I created the database table on rika, and finished the code with the part that actually inserts data into the table. I ran the code and it worked fine. Now we can move on to indexing things periodically.

I also updated the log sanitizing script. For some reason our codereview site is buggy and it won’t let me upload a new diff. No matter what we tried, it still won’t work. I hope this gets fixed by next week, because we really need to move on now.

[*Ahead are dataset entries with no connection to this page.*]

PR #1401, opened 2019-07-02
Update dependencies 20190702

DeepDiver1975:


package.json
```diff
@@ -42,40 +42,40 @@
...
-    "chromedriver": "^75.0.0",
+    "chromedriver": "^75.0.1",
     "copy-webpack-plugin": "^5.0.3",
     "core-js": "3.1.4",
     "css-loader": "^3.0.0",
     "cucumber": "cucumber/cucumber-js#issue-727-retry",
     "cucumber-pretty": "^1.5.2",
     "easygettext": "^2.7.0",
-    "eslint": "5.16.0",
+    "eslint": "6.0.1",
```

I’m back, and the fifth week of Google Summer of Code has just ended. I have missed 10 days, which means I haven’t done anything on week #4 :(. This is what I managed to do on the second half of this week:

There were some discussions about the way logs are sanitized. Oliver (ocharles) suggested that we parse URL parameters, and try to match an e-mail regex on each value. I modified the script so it finds log entries that would be anonimized if we did things this way, and mailed the results to Robert. Unfortunately 99.9% of entries are real data, that would be lost.

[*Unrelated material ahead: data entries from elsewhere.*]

PR #1596, opened 2019-07-23
Disable caching for all Phoenix deliverables

DeepDiver1975:
##  Description
New caching setting ensure that all assets are not cached at all.
Pro: always get latest frontend deliverables
Con: more server load

## Types of changes
- [ ] Technical debt
- [ ] Tests

## Checklist:

- [ ] Code changes
- [ ] Unit tests added
- [ ] Acceptance tests added

## Open tasks:

- [ ] ...

### DIFF
--- a/.htaccess
+++ b/.htaccess
@@ -1,12 +1,13 @@
 
 # BEGIN Caching
-<ifModule mod_headers.c>
-    <filesMatch "\\.(ico|jpg|jpeg|png|gif|ttf|otf|woff|woff2|eot|svg)$">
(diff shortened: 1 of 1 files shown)


LukasHirt:
Would maybe make sense to use files fingerprinting and then enforce no-cache only on the index.html? That way we could save a little bit from the server.

DeepDiver1975:
That will hardly Work With the dynamically loaded Apps in config.json

LukasHirt:
> That will hardly Work With the dynamically loaded Apps in config.json

Right, damn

On the other hand I found another type of log entry that contains sensitive information, and wasn’t filtered by regexes. I wrote a new regex that will match these entries, and I’ll push the new code to the repository before we start sanitizing logs on a daily basis. 

This week’s most important task was to come up with a schema that we store query results in. Ian (ianmcorvidae) suggested that we store query results in JSON format, which is a very good idea. Basically we will have two types of queries: queries that we want to keep a historical record of, and queries for which we are only interested in the latest results. For example keeping the historical record for top artists is a good idea, but for other queries it might be a waste of space. This is the schema we have came up with so far:

CREATE TABLE log_statistic
(
id SERIAL,
timestamp TIMESTAMP WITH TIME ZONE DEFAULT NOW(),
report_type VARCHAR(100) NOT NULL,
data TEXT NOT NULL -- JSON data
);

This allows many more report types in the future, so if we want to handle queries differently we can just do that. It is important, that the timestamp is kept for each row.

I installed the MusicBrainz server VM on my computer to experiment with the database. I added the table described above to the database. I had to install the psycopg2 module for python to access the PostgreSQL database. The last step for this week would have been to run queries on splunk.musicbrainz.org, and store the results in the database. Unfortunately I was not able to connect to our Splunk server from a distance. This shouldn’t be that difficult, so it will soon be done. For now I’ve ran the queries on my own local Splunk server for testing.

In the meantime, I wrote the python script that runs queries, and outputs the results in JSON format. Right now the queries are stored in a csv file. Each row contains a query name and the query itself. Later more metadata will be added to this file, for example, how often does the query need to run.

The only thing left is to connect to the Splunk server and store the results in the VM’s database. This shouldn’t take long once I know which port/credentials to use.

Next week we will focus on indexing data and running queries periodically. After that I should get the popularity statistics working, and find a way to present the results on the website. I should also ask for a sandbox from Ian, so the results are visible online.